The task:
In the data below, find each line containing the string "revised" and return it.

------------------------------------

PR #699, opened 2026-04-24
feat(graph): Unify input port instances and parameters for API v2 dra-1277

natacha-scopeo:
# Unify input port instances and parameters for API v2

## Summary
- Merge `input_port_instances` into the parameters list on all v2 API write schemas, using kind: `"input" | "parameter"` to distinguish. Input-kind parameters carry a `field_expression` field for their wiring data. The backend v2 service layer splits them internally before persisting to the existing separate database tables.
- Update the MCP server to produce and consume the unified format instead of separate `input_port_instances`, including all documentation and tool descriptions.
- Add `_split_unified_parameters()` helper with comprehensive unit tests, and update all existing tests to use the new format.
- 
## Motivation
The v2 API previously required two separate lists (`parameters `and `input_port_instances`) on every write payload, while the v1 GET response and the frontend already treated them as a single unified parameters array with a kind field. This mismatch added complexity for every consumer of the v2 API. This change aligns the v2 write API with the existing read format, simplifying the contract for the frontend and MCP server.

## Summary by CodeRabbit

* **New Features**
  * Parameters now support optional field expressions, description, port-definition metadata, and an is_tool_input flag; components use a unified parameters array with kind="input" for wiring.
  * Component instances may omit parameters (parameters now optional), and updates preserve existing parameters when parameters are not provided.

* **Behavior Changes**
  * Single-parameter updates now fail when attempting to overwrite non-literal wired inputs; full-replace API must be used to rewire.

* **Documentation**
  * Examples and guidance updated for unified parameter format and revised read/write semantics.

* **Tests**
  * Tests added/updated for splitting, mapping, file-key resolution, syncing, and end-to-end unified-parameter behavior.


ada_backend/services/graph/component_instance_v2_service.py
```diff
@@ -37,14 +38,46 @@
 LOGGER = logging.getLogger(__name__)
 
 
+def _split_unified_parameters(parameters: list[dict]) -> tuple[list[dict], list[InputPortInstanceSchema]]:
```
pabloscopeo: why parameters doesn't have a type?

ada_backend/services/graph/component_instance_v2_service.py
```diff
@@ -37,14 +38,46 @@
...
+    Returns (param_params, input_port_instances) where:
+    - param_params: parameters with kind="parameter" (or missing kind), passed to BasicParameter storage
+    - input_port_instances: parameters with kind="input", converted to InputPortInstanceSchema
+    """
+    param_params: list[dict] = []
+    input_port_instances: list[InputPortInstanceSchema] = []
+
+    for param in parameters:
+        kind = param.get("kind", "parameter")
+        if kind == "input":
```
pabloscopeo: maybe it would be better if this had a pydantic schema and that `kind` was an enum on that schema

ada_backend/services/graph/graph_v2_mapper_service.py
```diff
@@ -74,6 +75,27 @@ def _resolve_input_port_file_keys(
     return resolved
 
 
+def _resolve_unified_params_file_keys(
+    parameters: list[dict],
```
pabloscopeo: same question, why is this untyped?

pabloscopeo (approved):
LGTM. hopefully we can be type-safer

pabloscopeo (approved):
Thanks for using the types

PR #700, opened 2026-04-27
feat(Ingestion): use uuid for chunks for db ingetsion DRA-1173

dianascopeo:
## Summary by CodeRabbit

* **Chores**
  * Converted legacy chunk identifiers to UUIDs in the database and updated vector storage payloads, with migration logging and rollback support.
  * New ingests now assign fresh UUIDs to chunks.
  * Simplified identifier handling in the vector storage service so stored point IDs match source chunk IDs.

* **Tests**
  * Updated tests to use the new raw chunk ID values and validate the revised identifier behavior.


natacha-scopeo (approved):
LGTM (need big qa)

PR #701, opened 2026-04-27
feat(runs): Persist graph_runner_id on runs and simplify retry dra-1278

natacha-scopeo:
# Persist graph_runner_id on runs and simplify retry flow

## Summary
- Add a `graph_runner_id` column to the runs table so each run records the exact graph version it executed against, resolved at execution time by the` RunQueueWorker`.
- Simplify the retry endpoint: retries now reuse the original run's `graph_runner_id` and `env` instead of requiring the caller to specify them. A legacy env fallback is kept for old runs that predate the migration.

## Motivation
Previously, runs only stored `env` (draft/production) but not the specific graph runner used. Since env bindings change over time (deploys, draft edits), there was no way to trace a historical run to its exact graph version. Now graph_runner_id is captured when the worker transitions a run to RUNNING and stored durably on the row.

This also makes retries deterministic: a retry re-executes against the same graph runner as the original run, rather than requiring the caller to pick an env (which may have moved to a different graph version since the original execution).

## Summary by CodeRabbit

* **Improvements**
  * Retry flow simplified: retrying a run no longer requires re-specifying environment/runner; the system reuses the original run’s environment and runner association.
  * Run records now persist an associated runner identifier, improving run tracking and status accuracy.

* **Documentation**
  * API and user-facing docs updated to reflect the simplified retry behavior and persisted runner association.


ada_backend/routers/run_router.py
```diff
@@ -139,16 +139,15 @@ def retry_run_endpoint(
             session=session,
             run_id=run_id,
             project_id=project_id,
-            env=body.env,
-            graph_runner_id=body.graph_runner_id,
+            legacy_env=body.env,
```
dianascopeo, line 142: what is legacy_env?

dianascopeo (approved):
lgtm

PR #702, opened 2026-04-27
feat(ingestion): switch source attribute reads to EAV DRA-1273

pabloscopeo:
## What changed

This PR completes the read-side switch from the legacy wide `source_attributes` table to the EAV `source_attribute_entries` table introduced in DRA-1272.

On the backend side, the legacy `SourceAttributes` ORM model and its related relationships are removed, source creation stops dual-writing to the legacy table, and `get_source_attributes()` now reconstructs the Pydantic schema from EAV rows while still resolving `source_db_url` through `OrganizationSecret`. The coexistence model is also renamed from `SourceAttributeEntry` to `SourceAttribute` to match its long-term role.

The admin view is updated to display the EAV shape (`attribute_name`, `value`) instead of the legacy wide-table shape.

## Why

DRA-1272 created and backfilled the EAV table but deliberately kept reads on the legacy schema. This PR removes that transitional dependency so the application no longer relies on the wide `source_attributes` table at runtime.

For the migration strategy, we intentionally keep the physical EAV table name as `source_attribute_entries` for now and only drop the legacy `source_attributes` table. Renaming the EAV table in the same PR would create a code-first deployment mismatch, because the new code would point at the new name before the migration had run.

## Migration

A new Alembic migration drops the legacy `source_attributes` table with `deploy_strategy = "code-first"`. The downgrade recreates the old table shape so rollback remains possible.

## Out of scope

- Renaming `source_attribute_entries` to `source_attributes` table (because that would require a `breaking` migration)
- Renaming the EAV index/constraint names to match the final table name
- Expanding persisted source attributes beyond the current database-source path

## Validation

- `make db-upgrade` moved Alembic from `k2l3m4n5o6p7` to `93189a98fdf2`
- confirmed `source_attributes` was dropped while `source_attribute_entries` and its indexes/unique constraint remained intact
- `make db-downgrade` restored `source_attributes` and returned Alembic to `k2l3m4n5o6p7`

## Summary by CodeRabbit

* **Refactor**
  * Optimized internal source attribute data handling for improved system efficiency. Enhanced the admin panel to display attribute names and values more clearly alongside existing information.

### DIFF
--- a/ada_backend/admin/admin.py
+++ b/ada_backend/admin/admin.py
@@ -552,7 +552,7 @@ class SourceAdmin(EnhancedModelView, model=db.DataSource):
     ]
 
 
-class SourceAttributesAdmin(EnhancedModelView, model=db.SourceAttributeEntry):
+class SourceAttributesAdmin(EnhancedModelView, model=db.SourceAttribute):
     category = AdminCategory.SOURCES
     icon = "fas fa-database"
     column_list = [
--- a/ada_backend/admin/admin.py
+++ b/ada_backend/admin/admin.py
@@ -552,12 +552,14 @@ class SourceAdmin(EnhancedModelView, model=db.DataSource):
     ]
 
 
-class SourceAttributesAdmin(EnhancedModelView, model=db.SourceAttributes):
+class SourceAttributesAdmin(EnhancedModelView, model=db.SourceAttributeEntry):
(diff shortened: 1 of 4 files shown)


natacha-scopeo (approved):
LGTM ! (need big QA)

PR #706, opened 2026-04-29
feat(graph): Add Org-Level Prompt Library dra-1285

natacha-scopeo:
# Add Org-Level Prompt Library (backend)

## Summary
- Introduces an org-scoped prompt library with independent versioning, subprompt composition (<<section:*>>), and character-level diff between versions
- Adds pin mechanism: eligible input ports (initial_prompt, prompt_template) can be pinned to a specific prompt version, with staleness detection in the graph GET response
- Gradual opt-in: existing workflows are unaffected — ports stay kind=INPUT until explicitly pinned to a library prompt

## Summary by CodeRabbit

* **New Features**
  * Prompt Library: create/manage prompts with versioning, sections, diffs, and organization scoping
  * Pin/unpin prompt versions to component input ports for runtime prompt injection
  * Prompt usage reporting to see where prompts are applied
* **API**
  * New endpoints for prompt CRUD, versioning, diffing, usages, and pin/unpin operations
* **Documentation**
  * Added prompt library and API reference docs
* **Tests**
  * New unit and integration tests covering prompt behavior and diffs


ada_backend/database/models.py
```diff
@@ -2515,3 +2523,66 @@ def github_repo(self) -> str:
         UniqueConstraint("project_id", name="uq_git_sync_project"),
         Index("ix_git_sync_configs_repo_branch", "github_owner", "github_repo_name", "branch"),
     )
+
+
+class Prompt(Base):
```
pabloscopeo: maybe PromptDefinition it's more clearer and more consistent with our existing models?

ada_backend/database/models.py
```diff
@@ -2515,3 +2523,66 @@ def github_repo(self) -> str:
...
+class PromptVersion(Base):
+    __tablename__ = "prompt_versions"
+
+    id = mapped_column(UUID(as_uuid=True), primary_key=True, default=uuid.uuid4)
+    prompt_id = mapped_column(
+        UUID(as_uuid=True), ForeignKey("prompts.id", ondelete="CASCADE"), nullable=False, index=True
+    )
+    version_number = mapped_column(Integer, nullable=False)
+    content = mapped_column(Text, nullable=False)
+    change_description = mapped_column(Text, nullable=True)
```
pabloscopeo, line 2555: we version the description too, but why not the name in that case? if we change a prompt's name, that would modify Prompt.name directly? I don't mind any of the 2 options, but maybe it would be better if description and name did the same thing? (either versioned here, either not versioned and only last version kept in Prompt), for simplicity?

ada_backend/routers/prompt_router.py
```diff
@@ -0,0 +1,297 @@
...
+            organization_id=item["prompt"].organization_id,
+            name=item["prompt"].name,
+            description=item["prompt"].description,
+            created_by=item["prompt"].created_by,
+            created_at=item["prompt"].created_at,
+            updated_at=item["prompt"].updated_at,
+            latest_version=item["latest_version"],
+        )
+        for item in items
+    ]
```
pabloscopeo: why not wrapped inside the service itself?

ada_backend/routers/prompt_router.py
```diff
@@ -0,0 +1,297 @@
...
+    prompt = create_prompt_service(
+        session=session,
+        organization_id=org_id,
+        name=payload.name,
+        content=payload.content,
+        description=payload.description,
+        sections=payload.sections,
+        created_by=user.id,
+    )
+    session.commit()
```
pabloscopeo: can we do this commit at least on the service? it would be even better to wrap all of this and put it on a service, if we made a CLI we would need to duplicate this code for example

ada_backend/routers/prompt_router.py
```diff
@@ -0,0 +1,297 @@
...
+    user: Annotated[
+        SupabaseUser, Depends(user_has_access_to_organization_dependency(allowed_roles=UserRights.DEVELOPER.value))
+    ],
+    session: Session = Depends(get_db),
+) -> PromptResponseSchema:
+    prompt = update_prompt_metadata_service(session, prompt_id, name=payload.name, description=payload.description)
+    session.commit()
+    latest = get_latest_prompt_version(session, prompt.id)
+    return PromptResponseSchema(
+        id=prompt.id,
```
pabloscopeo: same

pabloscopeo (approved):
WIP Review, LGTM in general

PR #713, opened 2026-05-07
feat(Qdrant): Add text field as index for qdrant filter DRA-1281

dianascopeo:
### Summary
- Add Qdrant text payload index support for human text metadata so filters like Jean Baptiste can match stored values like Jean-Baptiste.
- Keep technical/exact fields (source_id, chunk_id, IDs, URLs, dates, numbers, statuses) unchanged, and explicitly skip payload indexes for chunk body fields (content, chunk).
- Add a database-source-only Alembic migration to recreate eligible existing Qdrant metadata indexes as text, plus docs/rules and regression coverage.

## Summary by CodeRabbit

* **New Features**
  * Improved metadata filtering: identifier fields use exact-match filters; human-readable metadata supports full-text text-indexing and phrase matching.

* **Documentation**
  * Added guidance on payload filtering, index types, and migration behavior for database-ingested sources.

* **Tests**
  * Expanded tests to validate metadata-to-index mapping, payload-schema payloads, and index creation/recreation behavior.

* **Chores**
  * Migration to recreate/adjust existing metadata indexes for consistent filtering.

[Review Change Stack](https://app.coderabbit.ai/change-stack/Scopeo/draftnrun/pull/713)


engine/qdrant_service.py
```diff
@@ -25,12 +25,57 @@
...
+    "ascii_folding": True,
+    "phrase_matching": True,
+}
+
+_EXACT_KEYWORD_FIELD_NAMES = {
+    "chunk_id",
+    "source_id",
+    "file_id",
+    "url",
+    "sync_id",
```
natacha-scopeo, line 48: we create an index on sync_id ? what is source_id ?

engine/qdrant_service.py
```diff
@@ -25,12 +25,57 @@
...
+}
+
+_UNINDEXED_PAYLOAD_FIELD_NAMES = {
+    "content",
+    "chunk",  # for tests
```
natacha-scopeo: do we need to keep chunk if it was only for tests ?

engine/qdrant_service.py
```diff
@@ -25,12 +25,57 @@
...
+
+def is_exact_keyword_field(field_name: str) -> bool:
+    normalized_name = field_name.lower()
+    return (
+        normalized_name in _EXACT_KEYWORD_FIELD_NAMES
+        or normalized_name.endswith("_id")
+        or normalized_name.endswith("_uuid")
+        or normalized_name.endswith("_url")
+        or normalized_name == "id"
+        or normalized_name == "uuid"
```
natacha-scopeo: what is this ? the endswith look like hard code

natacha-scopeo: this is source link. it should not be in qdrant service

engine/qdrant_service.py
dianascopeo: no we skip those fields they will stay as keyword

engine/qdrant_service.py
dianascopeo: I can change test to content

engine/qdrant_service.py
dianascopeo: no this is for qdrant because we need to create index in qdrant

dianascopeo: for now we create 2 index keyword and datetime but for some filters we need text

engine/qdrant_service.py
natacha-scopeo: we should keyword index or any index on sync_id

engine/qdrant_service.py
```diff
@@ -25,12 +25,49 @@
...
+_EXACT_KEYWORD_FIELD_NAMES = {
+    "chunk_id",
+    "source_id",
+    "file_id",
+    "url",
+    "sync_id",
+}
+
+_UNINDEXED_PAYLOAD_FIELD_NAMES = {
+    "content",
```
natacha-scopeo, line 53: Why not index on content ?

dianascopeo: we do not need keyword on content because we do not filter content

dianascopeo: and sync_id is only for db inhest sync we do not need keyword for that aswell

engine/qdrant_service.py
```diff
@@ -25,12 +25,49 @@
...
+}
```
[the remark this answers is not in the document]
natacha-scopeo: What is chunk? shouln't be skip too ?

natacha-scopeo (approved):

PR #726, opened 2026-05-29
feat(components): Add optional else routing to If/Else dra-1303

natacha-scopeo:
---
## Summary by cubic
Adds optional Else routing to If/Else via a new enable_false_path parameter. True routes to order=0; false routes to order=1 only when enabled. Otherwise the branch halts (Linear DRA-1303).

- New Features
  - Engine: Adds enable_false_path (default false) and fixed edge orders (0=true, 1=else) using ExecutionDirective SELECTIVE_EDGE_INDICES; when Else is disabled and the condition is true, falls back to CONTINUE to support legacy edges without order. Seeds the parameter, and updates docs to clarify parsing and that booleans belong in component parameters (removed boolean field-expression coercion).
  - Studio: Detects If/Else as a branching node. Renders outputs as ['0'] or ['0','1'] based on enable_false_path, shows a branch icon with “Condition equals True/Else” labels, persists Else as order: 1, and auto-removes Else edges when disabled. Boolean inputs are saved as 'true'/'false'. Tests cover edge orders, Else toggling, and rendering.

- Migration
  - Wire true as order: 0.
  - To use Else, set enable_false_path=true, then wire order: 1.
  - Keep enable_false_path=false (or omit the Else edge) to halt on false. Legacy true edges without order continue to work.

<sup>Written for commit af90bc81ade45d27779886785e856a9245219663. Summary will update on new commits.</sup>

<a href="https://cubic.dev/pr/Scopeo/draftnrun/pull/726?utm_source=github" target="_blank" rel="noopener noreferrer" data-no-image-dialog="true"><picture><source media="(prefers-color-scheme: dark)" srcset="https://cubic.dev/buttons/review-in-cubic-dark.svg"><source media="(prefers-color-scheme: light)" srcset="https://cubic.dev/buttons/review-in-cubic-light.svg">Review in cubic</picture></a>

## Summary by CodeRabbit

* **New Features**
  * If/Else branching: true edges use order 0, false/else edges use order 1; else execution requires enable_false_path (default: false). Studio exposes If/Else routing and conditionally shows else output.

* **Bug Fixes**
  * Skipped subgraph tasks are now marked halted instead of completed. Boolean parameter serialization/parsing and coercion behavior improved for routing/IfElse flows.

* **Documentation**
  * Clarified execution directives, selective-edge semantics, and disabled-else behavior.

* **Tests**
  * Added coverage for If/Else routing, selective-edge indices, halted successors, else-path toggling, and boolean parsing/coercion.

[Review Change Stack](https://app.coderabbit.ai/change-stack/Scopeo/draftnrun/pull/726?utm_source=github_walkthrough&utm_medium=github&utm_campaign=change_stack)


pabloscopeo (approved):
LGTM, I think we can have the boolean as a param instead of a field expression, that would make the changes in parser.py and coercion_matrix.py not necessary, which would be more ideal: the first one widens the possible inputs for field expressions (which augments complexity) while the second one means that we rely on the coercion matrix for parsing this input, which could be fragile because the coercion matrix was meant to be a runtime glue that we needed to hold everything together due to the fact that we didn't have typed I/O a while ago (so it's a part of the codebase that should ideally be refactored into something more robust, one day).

------------------------------------

Task output:
  * Examples and guidance updated for unified parameter format and revised read/write semantics.
  * Updated tests to use the new raw chunk ID values and validate the revised identifier behavior.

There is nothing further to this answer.